Data to process:
PR #6731, opened 2026-06-28
fix(model-handlers): unify output cleanup, dedupe end-tag, finalize streams on error

LionSR:
## Summary

A model-handler tech-debt audit surfaced two real bugs and one duplication cleanup, all in `src/agent/modelHandlers/`. This PR fixes them together because they touch the same `extractResponse` / streaming code paths.

1. **Cross-provider output cleanup (bug).** `extractResponse` ran `replacementEngine.applyAll` (the LaTeX/text cleanup pass) for the Anthropic and Google handlers but **not** for OpenAI, OpenAI-Responses, or OpenRouter. The reflection flow hid this because it re-applies cleanup at `ResponseCycleFlow`, but the **tool-use flow** (`ToolUseProcessNode`) consumes the handler text directly — so the final assistant response from OpenAI/OpenRouter/xAI bypassed cleanup that Anthropic/Google output received. Now applied symmetrically in all handlers (xAI inherits via OpenAI).

2. **Un-finalized progress streams on mid-stream error (bug).** Only the OpenRouter handler finalized its thinking/output streams when a stream failed mid-flight. OpenAI, OpenAI-Responses, GoogleGenAI, and Google Interactions left them open, which can leave the progress view stuck in a loading state after a mid-stream failure. Each now finalizes on the error path.

3. **End-tag dedupe (refactor).** The duplicated "append the agent end tag on a natural stop" block (7 copies) is extracted into a shared `ModelHandler.appendEndTagIfNeeded` helper.

## Issue acceptance gates

No tracked issue — findings came from an internal audit. Acceptance: tool-use final responses from every provider receive the same text cleanup; a mid-stream error finalizes the progress streams for every provider; the end-tag logic has a single source.

## Single source of truth

- **End-tag appending** now lives in `ModelHandler.appendEndTagIfNeeded` (base class), replacing 5 inline copies.
- **Error-path stream finalization** for the OpenAI-Responses handler is owned by the new `ResponseStreamProcessor.abort()`, alongside the existing `finalize()`.

- Removed 5 copies of the end-tag append block in favor of one base-class helper.
- `appendEndTagIfNeeded` owns the invariant "append `endTag` only on a natural stop when not already present (`includes` check)"; callers still supply their own provider-specific natural-stop predicate, so no provider's stop vocabulary leaks into the base.
- `ResponseStreamProcessor.abort()` owns "finalize streams without a completed response"; it reuses the existing idempotent `StreamHandle.finalize`, adding no pass-through layer.
- Bug #1 is fixed by applying the existing `replacementEngine` symmetrically rather than adding indirection. Hoisting `applyAll` into the shared dispatcher was considered but rejected: two handlers route their streamed **display** text through `extractResponse`, so hoisting would have regressed the progress-view display to raw text. Left as a documented follow-up.

## Host impact

Extension: Indirect only — affects agent model output (cleaner OpenAI/OpenRouter tool-use responses; progress view no longer hangs on mid-stream errors). No API/UI changes.

Desktop: Same indirect behavior via the shared core. No host-specific changes.

CLI: Same indirect behavior via the shared core. No host-specific changes.

## Scheduled refactoring

Follow-ups identified by the audit, intentionally **not** included here to keep this PR focused and low-risk:
- Hoist `replacementEngine.applyAll` into the shared `extractModelResponse` dispatcher and fold display-text cleanup, removing the per-handler `applyAll` copies.
- Extract a `BackgroundPoller` collaborator for the duplicated OpenAI/Google background-mode poll loops.
- Extract a base-class `runStreamingResponse` template unifying the open/accumulate/finalize/tail-attach scaffold across handlers.
- Share a `createSettingsViewCommandHandlers` factory across the extension + desktop settings dispatch (80 duplicated command keys), mirroring the existing progress-view factory.

## Validation

- `npm run typecheck` — passes.
- `npm test` — all model-handler and flow suites pass (3970 passing). One unrelated failure, `src/test-kernel/utils/system/execUtils.vitest.ts` (POSIX process-group kill), reproduces on the clean base in this sandbox and is environmental, not caused by this change.
- `npm run lint` — changed files are clean (0 errors); pre-existing warnings elsewhere untouched.
- Added behavior is covered by the existing streaming/extract suites, including the Google Interactions streaming test that asserts the success-path finalize content is preserved (guarded so the error-path finalize does not overwrite it).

Work instructions: Please copy each line from the material above in which the string "flow" appears.

Exercise solution:
1. **Cross-provider output cleanup (bug).** `extractResponse` ran `replacementEngine.applyAll` (the LaTeX/text cleanup pass) for the Anthropic and Google handlers but **not** for OpenAI, OpenAI-Responses, or OpenRouter. The reflection flow hid this because it re-applies cleanup at `ResponseCycleFlow`, but the **tool-use flow** (`ToolUseProcessNode`) consumes the handler text directly — so the final assistant response from OpenAI/OpenRouter/xAI bypassed cleanup that Anthropic/Google output received. Now applied symmetrically in all handlers (xAI inherits via OpenAI).
- `npm test` — all model-handler and flow suites pass (3970 passing). One unrelated failure, `src/test-kernel/utils/system/execUtils.vitest.ts` (POSIX process-group kill), reproduces on the clean base in this sandbox and is environmental, not caused by this change.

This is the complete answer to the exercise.